One can’t leave without seeing the stunning and sombre American cemetery of over 9,000 soldiers. This graveyard is perched above the cliff on Omaha beach – the very one that the American troops had great difficulty in overcoming, due to the lack of cover below and the conditions including strong currents. The 172-acre plot not only has the graves, but ‘The Garden of the Missing’ and a monument to those whose bodies were never found and an amazing visitors centre that covers the assault on this beach, as well as life for French people in occupied Nazi territory. On the ceiling of one of the monuments, in a strange parallel to Michelangelo’s Sistine Chapel, angels are seen holding and supporting white Anglo Saxon looking Americans on the landing beaches – unnervingly, depicting some sort of holy crusade, which of course has been the battle cry of American invasions since then.
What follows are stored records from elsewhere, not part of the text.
PR #622, opened 2026-02-04
Add Node.js 22+ support with Debian Forky

josead:
## Summary
- Change default base image from `debian:trixie-slim` to `debian:forky-slim` which provides Node.js 22+
- Add ICU 75.1 version mapping for Node.js 22+ in CMake configuration (for building Node.js from source)
- Update documentation to reflect supported Node.js versions (>= 18.x.x)
- Add `debian:forky-slim` to CI test matrix for both regular and sanitizer tests
- Remove discontinued Alpine Linux support from comments

## Test plan
- [ ] Run `./docker-compose.sh build` with `METACALL_BASE_IMAGE=debian:forky-slim`
- [ ] Run `./docker-compose.sh test` to verify all tests pass
- [ ] Verify Node.js version is 22+ in the container
- [ ] Check that LLVM/C loader works (Vicente mentioned potential issues)

## Files changed
- `.env` - Default base image updated
- `cmake/FindNodeJS.cmake` - ICU version for Node.js 22+
- `docs/README.md` - Updated version documentation
- `.github/workflows/linux-test.yml` - CI matrix updated

## Notes
- macOS already supports Node.js 22 via Homebrew and pre-built libnode binaries
- Windows support remains at Node.js 14.18.2 (out of scope for this PR)
- Alpine Linux support is discontinued

🤖 Generated with [Claude Code](https://claude.com/claude-code)

PR #732, opened 2026-03-26
fix(environment): Add libnode-dev for Ubuntu/Debian to fix Node loader build

0xShubhamSolanki:
## Problem

On Ubuntu 24.04, the build fails because `libnode-dev` is not installed by the environment script. This causes CMake to fall back to building Node from source, which fails due to Python 3.12 incompatibility (distutils removal).

Without the development headers, `FindNodeJS.cmake` cannot detect the system Node, triggering a broken source build fallback.

## Solution

Add `libnode-dev` to the package list in `sub_nodejs()` for Debian/Ubuntu. This ensures Node development headers are available, allowing MetaCall to properly detect and link against the system Node.

## Manual Testing Performed

- Fresh Ubuntu 24.04 environment
- Ran `./tools/metacall-environment.sh base python nodejs rpc`
- Build completed successfully with all loaders
- Verified CLI with Python and Node loaders working correctly
- Verified with `dpkg -l | grep libnode-dev`

## Context

Discussed in Discord #general channel with community members facing the same issue on Ubuntu 24.

---

## Type of change

- [ ] Documentation update

## Checklist:


viferga:
Provide a test for reproducing the issue before sending the patch.

viferga:
Also, is it related to this?
https://github.com/metacall/core/pull/622

0xShubhamSolanki:
Hey, thanks for pointing me to #622 , i went through it. From what i have understood, it is mainly about adding Node.js 22+ support with newer Debian images (forky/trixie), along with some Cmake and CI updates.

My PR (#732) is a bit different .it is mainly focused on fixing the current build issue on ubuntu 24.04. Right now, the environment script doesn’t install libnode-dev, so CMake can’t detect the system Node.js and falls back to building from source, which then fails due to python 3.12 (distutils removal).

From what I can tell, #622 focuses on Docker images and newer Node, but doesn't add the `libnode-dev` package to the environment script. So #732 would still help Ubuntu 24 users running outside Docker. So while both touch Node.js setup, this one is more of a small fix for the current Ubuntu setup rather than adding support for newer Node versions.  

For the test part i have added a verification check inside the environment script itself,the test run right after the package installation step, so it catches the issue early. Does this approach work? Or would you prefer a separate reproduction script?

And before you start to think its D-Day Disney, one is left under no illusion that it is a place where the war dead are buried and respected. You won’t find coffee shops and gift stores here. Half a mile away is ‘Operation Overlord’ museum with actual American war tanks and German military ground defensives. There is always of course danger of museum fatigue, but take a few days in Normandy and decide what you want to see. On a beautiful summer’s evening, walk the white sandy beaches and soak up the warm breeze, in what seems a million light years from the horrors that these shores once had to endure.

Closer to home the West Cork History Festival enters its third year with a plethora of national, international and local historians on the menu. The event takes place from August 8-11. The festival will host some big names like Dan Mulhall, Irish ambassador to the United States, novelist and screenwriter, Daisy Goodwin and former Taoiseach John Bruton. Some local historians include the likes of Gerald O’Brien and William Casey. As well as lectures, there will be a film screening, field trips, a history themed disco, music inspired by the works of Canon James Goodman, involving the likes of Clonakilty’s own Justin Grounds, and of course plenty of good West Cork food to eat on site. 

To end, let me quote President Franklin D. Roosevelt commenting on Americas participation on D-Day – ‘They fight not for lust of conquest. They fight to end conquest. They fight to liberate.’  Alas, If was only thus today.